To do: Through the line that contains "### Motivation", return the data below exactly, starting at its first line; leave the rest out.

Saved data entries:
= Beginning of Section =

PR #61, opened 2020-07-19
Attempt to add context support

constfold:
### Motivation

This PR added a generic parameter called `Ctx` for `DekuRead` and `DekuWrite` to support context transmitting. So we can replace fixed arguments `input_is_le`, `bit_size`, and `count` (only used by `Vec`) with more flexible ones. Currently we need to pass a `None` even those arguments won't be used at all.

And it will make providing an attribute of context possible:

```rust
#[deku(ctx = "a: u8")]
struct Foo{}
struct Bar {
    b: u8,
    #[deku(ctx = "a")]
    foo: Foo,
    #[deku(ctx = "a, foo")]
    foos: Vec<Xx>
}
```

### Detail

Both of `DekuRead` and `DekuWrite` have an generic parameter to allow users implement context (`Ctx`) sensitive structure:

```rust
pub trait DekuRead<Ctx> {
    fn read(input: _, ctx: Ctx) -> Self;
}
pub trait DekuWrite<Ctx> {
    fn write(&self, ctx: Ctx) -> Vec<u8>;
}
```

All primary types need two "context" (`endian` and `bit_size`):

```rust
impl DekuRead<(Endian, usize)> for u8 {
    fn read(input: _, (endian, bit_size): (Endian, usize)) -> u8{}
}
impl DekuRead<Endian> for u8 {
    fn read(input: _, endian: Endian) -> u8 { u8::read(endian, size_of<u8>()) }
}
// usage:
let _ = u8::read(Endian::Native);
let _ = u8::read(Endian::Bit, 12);
```

A `Vec` need a `count` (and some addition context for inner type):

```rust
impl<T, InnerCtx> DekuRead<(Count, InnerCtx)> for Vec<T> {
    fn read(input: _, (count, inner_ctx): (Count, InnerCtx)) -> Vec<T> {
        for _i in 0..count {
            let (new_rest, val) = <T>::read(rest, inner_ctx);
            res.push(val);
            rest = new_rest;
        }
    }
}
impl<T> DekuRead<Count> for Vec<T> {}
// usage:
let _ = Vec::<u8>::read((2, (Endian::Native, 7));
let _ = Vec::<u8>::read((2, Endian::Native));
```

#### Derive Macro

A `ctx` attribute will automatically add context for a structure: 

```rust
#[derive(DekuRead)]
#[deku(ctx = "a: u8, x: String, y: bool")]
struct Foo {
    #[deku(cond="a == 0", endian="big")]
    b: Option<u8>;
    #[deku(ctx="y", count=a)]
    c: Vec<Bar>;
}
// expanded to
impl DekuRead<(u8, String, bool)> for Foo {
    fn read(input: _, (a, x, y): (u8, String, bool)) -> Self {
        let b = if a == 0 {
            Some(u8::read(input, Endian::Big))
        } else { 
            None
        };
        let c = Vec<Bar>::read(input, (a, y));
        Foo{ b, c }
    }
}
// usage
let _ = Foo::read((1, "".to_owned(), false));
```

Why not use associate type like `DekuRead::Ctx`? Because a generic trait allows us to write specific implementation (like default value).

### Drawback

- The implementation of `Vec` is confusing, what `Vec::read((1, (2, 3, 4)))` (or ``Vec::read((VecCount(1), (2, 3, 4)))`) means?
- More complexity
- Difficult to write derive macro(e.g. Not sure how would we parse "a: u8" to `(a): (u8)`)

### Todo

A lot of work to do

- [x] Modify trait declaration
- [x] Modify derive macro
- [x] Add `ctx` attribute
- [x] Add useful types(like `Endian`)
- [ ] Rewrite document
- [ ] Add tests


src/lib.rs
```diff
@@ -617,51 +600,47 @@ mod tests {
...
-
-        #[should_panic(expected="Parse(\"not enough data: expected 32 got 0\")")]
-        case::not_enough_data([].as_ref(), IS_LE, Some(32), None, 0xFF, bits![Msb0, u8;]),
-        #[should_panic(expected="Parse(\"not enough data: expected 32 got 16\")")]
-        case::not_enough_data([0xAA, 0xBB].as_ref(), IS_LE, Some(32), None, 0xFF, bits![Msb0, u8;]),
-        #[should_panic(expected="Parse(\"too much data: container of 32 cannot hold 64\")")]
-        case::too_much_data([0xAA, 0xBB, 0xCC, 0xDD, 0xAA, 0xBB, 0xCC, 0xDD].as_ref(), IS_LE, Some(64), None, 0xFF, bits![Msb0, u8;]),
-        #[should_panic(expected="Dev error: `count` should always be None")]
-        case::dev_err_count_some([].as_ref(), IS_LE, Some(64), Some(1), 0xFF, bits![Msb0, u8;]),
+    #[rstest(input, input_is_le, bit_size, expected, expected_rest,
```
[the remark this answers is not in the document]
constfold: Ah, it's an accident. I'm using `rustfmt 1.4.18-nightly (c1e9b7b8 2020-06-13)`. Seem like the nightly version will format codes in attribute now. I would like to reset it back manually if you mind the new format.
BTW, I mentioned two formats changed:
1. A new space after a comma. I think it's fine as it was suggusted in [Rust Style Guide](https://github.com/rust-dev-tools/fmt-rfcs/blob/master/guide/guide.md#attributes)
2. The indentation disappeared. It makes codes less readable. Maybe it's a bug of `rustfmt`?

constfold:
@sharksforarms I partly finished this PR, but there still is so many things need to rewrite (tests, examples, the usages of attributes). So what do you think?
Note for things need to talk:
1. struct/enum level endian. It's a little diffcult. Because not all fields need an endian(maybe). What should we do if a custom type has no endian as its context?
2. endian/bit_size attribute. they are all somewhat special. (And will be passed by order(endian -> bit_size -> count))
3. New types like `VecCount`, `Endian`, `BitSize`. It makes error message and function definition more clear and readable. Using `usize`/`bool` anywhere is a little ugly i think.

src/lib.rs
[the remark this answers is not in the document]
sharksforarms: Makes sense! No worries :)

sharksforarms:
> @sharksforarms I partly finished this PR, but there still is so many things need to rewrite (tests, examples, the usages of attributes). So what do you think?

Looks great so far! Some more polishing to be done but so far so good! I agree with the changes proposed.

> 1. struct/enum level endian. It's a little diffcult. Because not all fields need an endian(maybe). What should we do if a custom type has no endian as its context?

I think it's fair to assume that the endian-ness specified in that way is invalid, for example:

Invalid:
```rust
struct CustomType {
   field_a: u16
}

struct MyStruct {
   #[deku(endian = "big")]  
   field_a: u16,

   #[deku(endian = "big")] // <-- invalid
   field_b: CustomType,
}
```

Valid:
```rust
#[deku(endian = "big")] // valid
struct CustomType {
   field_a: u16
}

struct MyStruct {
   #[deku(endian = "big")]  
   field_a: u16,

   field_b: CustomType, // valid
}
```

> 2. endian/bit_size attribute. they are all somewhat special. (And will be passed by order(endian -> bit_size -> count))

What do you mean by this? Are you referring to this? https://github.com/sharksforarms/deku/pull/61/files#diff-0b5720103b09979bf3553a247e0c0917R276

Correct me if I'm wrong, depending on which attributes are specified, it'll call the correct impl
impl <(bool)>
impl <(bool, usize)>
impl <(bool, usize, usize)>

(This will be more clear with #3)

> 3. New types like `VecCount`, `Endian`, `BitSize`. It makes error message and function definition more clear and readable. Using `usize`/`bool` anywhere is a little ugly i think.

I agree with this. Easier for documentation and readability.

constfold:
Oh I deleted those useful sentences by mistake. The thing I want to say in `#2` is: _The conflict between `endian`/`bit_size`/`count` and `ctx`._ For example:
```rust
// We need to sort ctx by order
#[deku(ctx = "endian: Endian, bit_size: BitSize, count: Count")]
struct Subtype {}
struct Container {
    #[deku(bits = 12, count = 1, endian = "big")]
    s: Subtype
}
```
When we use them with `ctx`:
```rust
// #[deku(ctx = "endian: Endian, bit_size: BitSize, count: Count")] --> Wrong!
#[deku(ctx = "count: Count, endian: Endian, bit_size: BitSize")]
struct Subtype {}
struct Container {
    endian: Endian,
    // We can't use `endian = "endian"` for now.
    #[deku(bits = 12, ctx = "endian, BitSize(1)")]
    s: Subtype
}
```
This behaviour is a little bit werid(not sure. maybe a good document will resolve it).

sharksforarms:
> Oh I deleted those useful sentences by mistake. The thing I want to say in `#2` is: _The conflict between `endian`/`bit_size`/`count` and `ctx`._ For example:
> 
> ```rust
> // We need to sort ctx by order
> #[deku(ctx = "endian: Endian, bit_size: BitSize, count: Count")]
> struct Subtype {}
> struct Container {
>     #[deku(bits = 12, count = 1, endian = "big")]
>     s: Subtype
> }
> ```

Right, I see what you mean... Does this make sense to pass through? I would be ok with a compile error if `bits`, `count`, `endian`, etc. was used on `SubType` (a type not native to deku) (can this easily be done?), if these are wanted, it could be written as:

```rust
#[deku(ctx = "endian: Endian, bit_size: BitSize, count: Count")]
struct Subtype {}
 struct Container {
     #[deku(ctx = "Endian::Native, BitSize(12), Count(1)")]
     s: Subtype
}
```

Does that make sense? Might be easier for implementation and removes the conflict.

sharksforarms:
i.r. reader/writer, we can enforce only one is used, `ctx` or `reader/writer` until a better solution is thought of

deku-derive/src/lib.rs
```diff
@@ -24,77 +26,310 @@ impl Default for EndianNess {
...
-        // Validate that `id_type` is set with a size
-        if (self.id_bits.is_some() || self.id_bytes.is_some()) && self.id_type.is_none() {
-            panic!("`id_type` must be specified with `id_bits` or `id_bytes`");
-        }
+impl DekuData {
+    /// Map `DekuReceiver` to `DekuData`. It will check if attributes valid. Return a compile error
+    /// if failed.
+    fn from_receiver(receiver: DekuReceiver) -> Result<Self, TokenStream> {
+        // Validate
+        DekuData::validate(&receiver)
```
sharksforarms, line 54: this is great!

deku-derive/src/lib.rs
```diff
@@ -24,77 +26,309 @@ impl Default for EndianNess {
...
+                } else if receiver.id_bits.is_some() {
+                    Err((receiver.id_bits.span(), "`id_bits` only supported on enum"))
+                } else {
+                    Ok(())
+                }
+            }
+            ast::Data::Enum(_) => {
+                // Validate either `id_bits` or `id_bytes` is specified
+                if (receiver.id_bits.is_some() || receiver.id_bytes.is_some())
+                    && receiver.id_type.is_none()
```
sharksforarms, line 113: I think we could validate `id_type` is set here for enums, and unwrap the option in deku-read/write. That way we're validating in one location

constfold:
Ah! The next step will be writing examples, documents and tests. And I will try to replace current `ctx` with `Count`, `Endian` etc. simultaneously.
Anyway why is this PR so big?

deku-derive/src/lib.rs
constfold: Yes, but I think put all validating code in one place is more readable. And we can call `unwrap` in `emit_enum`.

sharksforarms:
> Ah! The next step will be writing examples, documents and tests. And I will try to replace current `ctx` with `Count`, `Endian` etc. simultaneously.
> Anyway why is this PR so big?

I like the improvements to the overall structure, having compile errors vs panics is awesome.

I can help with the examples, documentation and testing if you'd like :)

constfold:
> 
> 
> > Ah! The next step will be writing examples, documents and tests. And I will try to replace current `ctx` with `Count`, `Endian` etc. simultaneously.
> > Anyway why is this PR so big?
> 
> I can help with the examples, documentation and testing if you'd like :)
Thanks! That's great.

deku-derive/src/lib.rs
constfold: Ah I understand what you mean. I will add this validation.

deku-derive/src/lib.rs
```diff
@@ -24,77 +26,309 @@ impl Default for EndianNess {
...
+    ident: syn::Ident,
+    generics: syn::Generics,
+    data: ast::Data<DekuVariantReceiver, DekuFieldReceiver>,
+
+    /// Endian default for the fields
+    #[darling(default)]
+    endian: Option<EndianNess>,
+
+    /// struct/enum level ctx like "a: u8, b: u8"
+    /// The type of it should be `syn::punctuated::Punctuated<syn::FnArg, syn::token::Comma>`. `darling`
```
sharksforarms, line 314: https://github.com/TedDriggs/darling/pull/98

deku-derive/src/lib.rs
```diff
@@ -148,6 +382,10 @@ struct DekuFieldReceiver {
     #[darling(default, map = "option_as_tokenstream")]
     map: Option<TokenStream>,
 
+    /// context like `"a, c + 1"`. We will parse it to `Punctuated<Expr, Comma>` latter.
```
sharksforarms, line 385: https://github.com/TedDriggs/darling/pull/98

deku-derive/src/macros/deku_read.rs
```diff
@@ -262,38 +279,71 @@ fn emit_field_read(
...
+
+        // Count is special, we need to generate `(count, (other, ..))` for it.
+        if let Some(field_count) = &f.count {
+            // The count has same problem, when it isn't a copy type, the field will be moved.
+            // e.g. struct FooBar {
+            //   a: Baz // a type implement `Into<usize>` but not `Copy`.
+            //   #[deku(count = "a") <-- Oops, use of moved value: `a`
+            //   b: Vec<_>
+            // }
+            quote! {DekuRead::read(rest, (usize::try_from(#field_count << 0usize)?, (#read_args)))}
```
sharksforarms, line 315: Bit confused here, why is `#field_count << 0usize` needed?

deku-derive/src/macros/mod.rs
```diff
@@ -65,3 +59,95 @@ fn gen_struct_init<I: ToTokens>(is_named: bool, field_idents: Vec<I>) -> TokenSt
...
+        }
+    }
+}
+
+fn gen_hidden_field_ident(ident: TokenStream) -> TokenStream {
+    // We can't concat to token, so I use string.
+    // See https://github.com/rust-lang/rust/issues/29599
+    let span = ident.span();
+    let s = ident.to_string();
+    let mut name = "__".to_owned();
```
sharksforarms, line 91: we could rename `hidden` to `internal` and change `__` to `__deku_` to imply internal variable

deku-derive/src/macros/deku_read.rs
```diff
@@ -102,9 +106,16 @@ fn emit_enum(input: &DekuReceiver) -> Result<TokenStream, darling::Error> {
     let ident = &input.ident;
     let ident = quote! { #ident #ty };
 
+    // TODO: replace `expect` with an error.
     let id_type = input.id_type.as_ref().expect("expected `id_type` on enum");
-    let id_is_le_bytes = input.endian == EndianNess::Little;
-    let id_bit_size = super::option_as_literal_token(input.id_bits);
+
+    let id_is_le_bytes = input.endian.unwrap_or_default() == EndianNess::Little;
```
sharksforarms, line 112: To stay consistent with others:
```rust
    let id_is_le = input
        .endian
        .or(input.endian)
        .map(|endian| endian == EndianNess::Little)
```

deku-derive/src/macros/deku_write.rs
```diff
@@ -282,35 +328,50 @@ fn emit_field_update(
...
+        .or(input.endian)
+        .map(|endian| endian == EndianNess::Little);
     let field_writer = &f.writer;
     let field_ident = f.get_ident(i, object_prefix.is_none());
 
     let field_write_func = if field_writer.is_some() {
         quote! { #field_writer }
     } else {
-        quote! { #object_prefix #field_ident.write(output_is_le, field_bits) }
+        let mut write_args = Vec::with_capacity(2);
```
sharksforarms, line 351: `(3)` ?

sharksforarms:
Do you know why it's saying `warning: unused variable: a` ?

example.rs
```rust
use deku::prelude::*;

#[deku(ctx = "a: &u8")]
struct Subtype {
    #[deku(skip, default = "a + 1")]
    data: u8,
}

struct DekuTest {
    field_a: u8,
    #[deku(ctx = "field_a")]
    sub: Subtype,
}

fn main() {
}
```

```rust
cargo run --example example
   Compiling deku v0.6.1 (/home/sharks/source/deku)
warning: unused variable: `a`
 --> examples/example.rs:4:14
  |
4 | #[deku(ctx = "a: &u8")]
  |              ^^^^^^^^ help: if this is intentional, prefix it with an underscore: `_a`
  |
  = note: `#[warn(unused_variables)]` on by default

warning: 1 warning emitted

    Finished dev [unoptimized + debuginfo] target(s) in 0.40s
     Running `target/debug/examples/example`
```

tests/test_alloc.rs
```diff
@@ -5,15 +5,17 @@ use deku::prelude::*;
...
     pub field_a: u8,
 }
 
 #[derive(Debug, PartialEq, DekuRead, DekuWrite)]
-#[deku(id_type = "u8")]
+#[deku(id_type = "u8", ctx = "is_le_bytes: bool")]
 enum NestedEnum {
     #[deku(id = "0x01")]
-    VarA(u8),
+    VarA(#[deku(ctx = "is_le_bytes")] u8),
```
sharksforarms, line 18: are these changes intended?

tests/test_macro.rs
```diff
@@ -104,35 +104,6 @@ mod tests {
             }
         }
 
-        #[derive(PartialEq, Debug, DekuRead, DekuWrite)]
```
sharksforarms, line 107: Can this test be re-added?

deku-derive/src/macros/deku_write.rs
```diff
@@ -130,7 +130,7 @@ fn emit_enum(input: &DekuData) -> Result<TokenStream, syn::Error> {
     let ident = quote! { #ident #ty };
 
     let id_type = input.id_type.as_ref().expect("expected `id_type` on enum");
-    let id_is_le_bytes = input.endian == EndianNess::Little;
+    let id_is_le_bytes = input.endian.unwrap_or_default() == EndianNess::Little;
```
sharksforarms, line 133: To stay consistent with others:
```rust
    let id_is_le = input
        .endian
        .or(input.endian)
        .map(|endian| endian == EndianNess::Little)
```

deku-derive/src/lib.rs
sharksforarms: Yes exactly, the validation can be done here and then unwrap later 👍

deku-derive/src/lib.rs
constfold: Great

deku-derive/src/macros/deku_read.rs
constfold: It's for type converting. Since `TryFrom` doesn't implement for &T(and `#field_cound` might be `123_i32` or `&i32`), I need to find a way to convert it to usize(`&i32 << usize == i32`). But I find here is a better way: using `usize::try_from(*(#field_cound.borrow()))`, I will fix it.

deku-derive/src/macros/mod.rs
constfold: Ah I didn't know it before. Thanks

deku-derive/src/macros/deku_read.rs
constfold: `unwrap_or_default()` and `or()` is different. the first one means "It could be None, and we will give it a default value". The second one means "We try it first, if None use other". And 
```rust
let id_is_le_bytes: bool = input.endian.unwrap_or_default() == EndianNess::Little;
let id_is_le: Option<bool> = input
        .endian
        .or(input.endian)
        .map(|endian| endian == EndianNess::Little)
```

deku-derive/src/macros/deku_write.rs
constfold: I will fix it

tests/test_alloc.rs
constfold: Yes, they are. As I mentioned in [this comment](https://github.com/sharksforarms/deku/pull/61#issuecomment-661894039), a top-level endian will imply that all fields require a `endian ctx`. So I added `ctx = "is_le_bytes: bool"` for its subtype. But because the field level `endian` (for now) only accept "big" or "little"(we want to use variant here), I added `#[deku(ctx = "is_le_bytes")] u8`.

tests/test_macro.rs
constfold: I will give it a try

src/ctx.rs
```diff
@@ -0,0 +1,172 @@
...
+    /// Is it a little endian.
+    pub fn is_le(&self) -> bool {
+        match self {
+            Endian::Little => true,
+            _ => false,
+        }
+    }
+
+    /// Is it a big endian.
+    pub fn is_ge(&self) -> bool {
```
sharksforarms, line 43: `is_be`

deku-derive/src/macros/deku_read.rs
```diff
@@ -262,38 +279,76 @@ fn emit_field_read(
...
+            // The count has same problem, when it isn't a copy type, the field will be moved.
+            // e.g. struct FooBar {
+            //   a: Baz // a type implement `Into<usize>` but not `Copy`.
+            //   #[deku(count = "a") <-- Oops, use of moved value: `a`
+            //   b: Vec<_>
+            // }
+            quote! {
+                {
+                    use core::borrow::Borrow;
+                    DekuRead::read(rest, (usize::try_from(*((#field_count).borrow()))?, (#read_args)))
```
sharksforarms, line 318: Should be `Count`?

src/ctx.rs
constfold: Ah.... I am such an idiot.

constfold:
Congratulations. Finally The part of writng codes is almost finished.

sharksforarms:
> Congratulations. Finally The part of writng codes is almost finished.

Very exiting :) Thanks for your time and effort!!

tests/test_alloc.rs
```diff
@@ -1,19 +1,22 @@
 use alloc_counter::AllocCounterSystem;
+use deku::ctx::Endian;
```
sharksforarms, line 2: Do we want to add this to the prelude? (I'm debating, I'm leaning more towards no as users typically won't be needing it)

deku-derive/src/lib.rs
```diff
@@ -1,45 +1,296 @@
...
+use darling::{ast, FromDeriveInput, FromField, FromVariant};
 use proc_macro2::TokenStream;
 use quote::quote;
 mod macros;
 use crate::macros::{deku_read::emit_deku_read, deku_write::emit_deku_write};
+use syn::punctuated::Punctuated;
+use syn::spanned::Spanned;
+
+/// # Note
+/// We use this instead of `DekuReceiver::init` because handle everything in one struct is hard to use,
```
sharksforarms, line 10: Can remove this comment now that `DekuReceiver::init` is gone

deku-derive/src/macros/mod.rs
```diff
@@ -65,3 +59,147 @@ fn gen_struct_init<I: ToTokens>(is_named: bool, field_idents: Vec<I>) -> TokenSt
...
+
+            Ok((ctx_types, ctx_arg))
+        }
+    } else {
+        Ok((quote! {()}, quote! {_: ()}))
+    }
+}
+
+fn gen_id_args(endian: Option<&syn::LitStr>, bits: Option<usize>) -> TokenStream {
+    let endian = endian.map(|s| {
```
sharksforarms, line 156: Could we do this in `DekuData::from_receiver` as part of the validation? That way we have a valid object to work with

deku-derive/src/macros/mod.rs
```diff
@@ -65,3 +59,147 @@ fn gen_struct_init<I: ToTokens>(is_named: bool, field_idents: Vec<I>) -> TokenSt
...
+        quote! {<deku::ctx::Endian as core::str::FromStr>::from_str(#s)}
+    });
+
+    let bits = bits.map(|n| quote! {deku::ctx::BitSize(#n)});
```
sharksforarms, line 160: Possibly the same as above with bits?

deku-derive/src/macros/mod.rs
```diff
@@ -65,3 +59,147 @@ fn gen_struct_init<I: ToTokens>(is_named: bool, field_idents: Vec<I>) -> TokenSt
...
+fn gen_field_args(
+    endian: Option<&syn::LitStr>,
+    bits: Option<usize>,
+    ctx: Option<&Punctuated<syn::Expr, syn::token::Comma>>,
+) -> syn::Result<TokenStream> {
+    let mut args = Vec::with_capacity(3);
+
+    if let Some(field_endian) = endian {
+        args.push(match field_endian.value().as_str() {
+            "little" => quote! {deku::ctx::Endian::Little},
```
sharksforarms, line 186: `from_str` + map_err here?

tests/test_alloc.rs
constfold: I agree with you. IMO, most of users write codes like:
```rust
struct DataType {
    // ...
}
let data = DataType::from_bytes(input);
data.to_bytes();
```
In most case they don't need to care about context.

deku-derive/src/lib.rs
constfold: Yes. Actually it should be in a commit message, instead comment.

deku-derive/src/macros/mod.rs
constfold: At first I think the same way with you. But when I try to do it, I found I must add `deku` as a dependency.

deku-derive/src/lib.rs
```diff
@@ -1,45 +1,296 @@
...
-        #[cfg(target_endian = "little")]
-        let ret = EndianNess::Little;
+#[derive(Debug)]
+struct FieldData {
+    ident: Option<syn::Ident>,
+    ty: syn::Type,
 
-        #[cfg(target_endian = "big")]
-        let rets = EndianNess::Big;
+    /// Endianness for the field, `little` or `big`
```
sharksforarms, line 142: can remove `, little or big`

deku-derive/src/macros/mod.rs
constfold: Yeah, I will add it.

deku-derive/src/macros/mod.rs
constfold: Same as above. `#[deku(id_type = "xx")]` is allowed.

deku-derive/src/macros/deku_read.rs
```diff
@@ -38,9 +37,13 @@ fn emit_struct(input: &DekuReceiver) -> Result<TokenStream, darling::Error> {
 
     let (field_idents, field_reads) = emit_field_reads(input, &fields)?;
 
-    let initialize_struct = super::gen_struct_init(is_named_struct, field_idents);
+    let hidden_fields = gen_internal_field_idents(is_named_struct, field_idents);
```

= End of Section =

Task solution:
PR #61, opened 2020-07-19
Attempt to add context support

constfold:
### Motivation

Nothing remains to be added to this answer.